Even the look of the words on the page is important, as any member of Cherwell staff (who has obsessed over which of two almost identical fonts to use for the culture spread) would tell you. In poetry, it is often vitally important how the words are presented – see Simon Armitage’s poem, Ankylosing Spondylitis, which resembles on the page the twisted spine which it describes.

Early novelists such as Laurence Sterne liked to experiment with ideas like this in their books. In his novel The Life and Opinions of Tristram Shandy, Gentleman, Sterne uses numerous visual subversions of the traditional novel. A black page “mourns” the death of one character, squiggly graphs indicate the progress of the narrative line and at one point the author off ers an empty page to the reader so that they can include their own description of a character’s beauty.

And in our technologically advanced age, visuals have begun to play an ever-increasing role in various forms of culture. Every other film these days is described as a ‘visual spectacle’ for its special effects, its use of 3D, its CGI monsters. But visual effects have always been important in performance art. Ancient Greek actors wore exaggerated masks to show what emotions they were supposed to be feeling, for those audience members who were too far away to see.

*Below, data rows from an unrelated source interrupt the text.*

PR #2456, opened 2022-03-03
fix: remove SA reload for KAM

georglauterbach:
# Description

Reading https://github.com/docker-mailserver/docker-mailserver/issues/2412#issuecomment-1041529047 I should have intervened when the SA reload line was added. The comments
says:

``` QUOTE
Note: SpamAssassin runs under Amavis  (so there isn't a "spamd" process)
/etc/spamassassin/sa-update-hooks.d/amavisd-new   takes care of reloading SpamAssassin after rules are updated
So, there is no point running "/etc/init.d/spamassassin reload", because it will fail   ("/etc/cron.daily/spamassassin" runs this command, but fails)
```

Fixes an error reported by cron that the update failed (which is expected...)

## Type of change

## Checklist:


casperklein (approved):

target/scripts/startup/setup-stack.sh
```diff
@@ -940,7 +940,6 @@ function _setup_security_stack
 #! /bin/bash
 
 sa-update --gpgkey 24C063D8 --channel kam.sa-channels.mcgrail.com && \
```
polarathene, line 942: `&& \` still relevant?

```suggestion
sa-update --gpgkey 24C063D8 --channel kam.sa-channels.mcgrail.com
```

polarathene (changes requested):

casperklein (approved):

polarathene (approved):

ghnp5:
Ah... I was going to report this :)

```
/etc/cron.daily/aaa_spamassassin_KAM:
Update available for channel kam.sa-channels.mcgrail.com: 1646438287 -> 1646497491
http: (curl) GET http://sa-update-kam.snb.it/1646497491.tar.gz, success
http: (curl) GET http://sa-update-kam.snb.it/1646497491.tar.gz.sha512, success
Update was available, and was downloaded and installed successfully
run-parts: /etc/cron.daily/spamassassin_kam exited with return code 1
```

SpamAssassin runs under Amavis, so "reload" doesn't work.

`/etc/cron.daily/spamassassin` runs "reload", but the script itself doesn't seem to report as returning exit code 1.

In the Middle Ages, dramatizations of Bible stories demanded accurate costumes for the participants. Despite modern perceptions of the theatre as a place where one has to use one’s imagination, high-tech stages like that of the National Theatre show that technology is advancing the visual potential of plays as well. What’s more, concerts are getting more and more extravagant. Justin Timberlake’s The 20/20 Experience World Tour involved an insane light show, massive visuals of Justin’s face and a section of the stage shaped like a bridge going above the audience. Lady Gaga seems to break some performance boundary or other every time she takes to the stage.

Visual culture is an expansive study, and the philosophy of aesthetics is a popular school covering many of the ideas about beauty and images over which the human mind naturally obsesses. The way our world looks is vitally important to us, and we are constantly transfi xed by its beauty.

The aim of art is at its most simple level to add to or reflect the beauty already in the world, and as technology advances, the scale of visuals that
we can create increases exponentially. It seems we will never cease to be entranced by wonderful and spectacular pictures both natural and man-made.